=== Records to use ===

PR #360, opened 2021-09-13
SIMD

### LINKED ISSUE #169: Implement a SIMD for_each
LLAMA is a library for efficient memory layouts and memory access patterns. For CPUs, this is only half the story. The second half is filling vector registers to also optimize the compute throughput. While this should not  be directly handled by LLAMA, LLAMA certainly can provide useful data layouts and should allow for some algorithmic primitives on top.

After thinking some time on this topic and rereading some stuff from Matthias Kretz on Vc and std::simd, I think these primitives are going to be the SIMD variants of the STL algorithms, as proposed here: http://wg21.link/P0350.

Modified example from P0350:
```c++
template <class T>
T something(T); // T can by float or std::simd<float>

auto f(const std::vector<float>& data) {
  std::vector<float> output;
  stdx::transform(std::execution::simd,
    data.begin(), data.end(), output.begin(),
    [](auto x) { // type of x can by float or std::simd<float>
      return something(x + 1);
    });
  return output;
}
```

I think just having a `for_each` in this fassion could already be quite useful. Even more useful, if we would allow the lambda argument to be a mutable reference allowing write-back to memory. Depending on the data layout and target architecture, we could then run the lambda with SIMD vectors or scalars.

### LINKED ISSUE #295: Some<Record> a construct for some elements and SIMD
LLAMA has the `One<Record>` construct to hold and manipulate a single record. To facilitate SIMD programming models, we would need a construct to hold several records, depending on the target hardware architecture and the given record dimension. We should explore adding a `Some<Record>` construct representing a bunch of records.

Whether `Some<Record>` should expose a size is an open question: `Some<Record, N>`.

`Some<Record>` for CPU targets should create a structure of SIMD vectors and thus should integrate with SIMD libraries like Vc or `std::simd`. But it should neither require a SIMD library (GPU targets) or become a SIMD library (mission creep). The interaction is mostly on how to store from any mapping into SIMD vectors. Whether that is efficient or not depends on the mapping (e.g. vector fetches vs. gather/scatter vs. individual loads).

A design aspect is how to differentiate a scalar access from a vector access. This information also needs to be carried through the VirtualRecord's created on the way until the access is terminal.

I believe this construct could solve the inefficiency of the AoSoA mapping, which is slow when individual elements are accessed. But when `Some<Records>`s are read from an AoSoA with matching lane length, access could be a lot better. Furthermore, this construct is a good building block on how algorithms could be designed to be SIMD friendly and a stepping stone towards a vectorizable kernel language.

bernhardmgruber:
This PR adds prototype APIs for SIMD programming with LLAMA.

It includes the following facilities:
* simdLanes
* SimdizeN
* Simdize
* simdLanesFor
* SimdN<T, N, MakeSizedSimd>
* Simd<T, MakeSimd> (#295)
* loadSimd
* storeSimd
* simdForEachN
* simdForEach (#169)


bernhardmgruber:
n-body update/move using `llama::Some`:
image
The SIMD variants are in most cases optimal.

j-stephan:
What does `MB` stand for in the tests?

bernhardmgruber:
> What does `MB` stand for in the tests?

MultiBlob.

bussmann:
How do you define optimal? Is there any baseline to which you compare to?

bernhardmgruber:
> How do you define optimal? Is there any baseline to which you compare to?

I compare to the non-SIMD versions and inspect the generated disassembly.

bernhardmgruber:
So, and this is where it gets super annoying. I cannot reproduce the failure of nvcc 11.2 and nvcc 11.5 locally, neither on my workstation nor the workstation of a coworker ...

bernhardmgruber:
I could narrow down the LOC which causes nvcc to die, but it is just an ordinary access on a `RecordRef`. I decided to disable the example now for nvcc <= 11.5.

bernhardmgruber:
image

For LLAMA SoA SIMD, we are looking good. LLAMA AoS SIMD and LLAMA AoSoA SIMD are still too slow. I suspect the issue is in the generated vector load/stores, which have no special handling in LLAMA yet.

bernhardmgruber:
image

The alpaka n-body for CPU looks good as well, it vectorizes accordingly and the assembly for the SoA produces the right instructions:
image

===

Assigned task
Of the entries above, transcribe exactly those lines that fall between the line containing "After thinking some" and the line containing "I think just", together with those two lines.

Expected output
After thinking some time on this topic and rereading some stuff from Matthias Kretz on Vc and std::simd, I think these primitives are going to be the SIMD variants of the STL algorithms, as proposed here: http://wg21.link/P0350.

Modified example from P0350:
```c++
template <class T>
T something(T); // T can by float or std::simd<float>

auto f(const std::vector<float>& data) {
  std::vector<float> output;
  stdx::transform(std::execution::simd,
    data.begin(), data.end(), output.begin(),
    [](auto x) { // type of x can by float or std::simd<float>
      return something(x + 1);
    });
  return output;
}
```

I think just having a `for_each` in this fassion could already be quite useful. Even more useful, if we would allow the lambda argument to be a mutable reference allowing write-back to memory. Depending on the data layout and target architecture, we could then run the lambda with SIMD vectors or scalars.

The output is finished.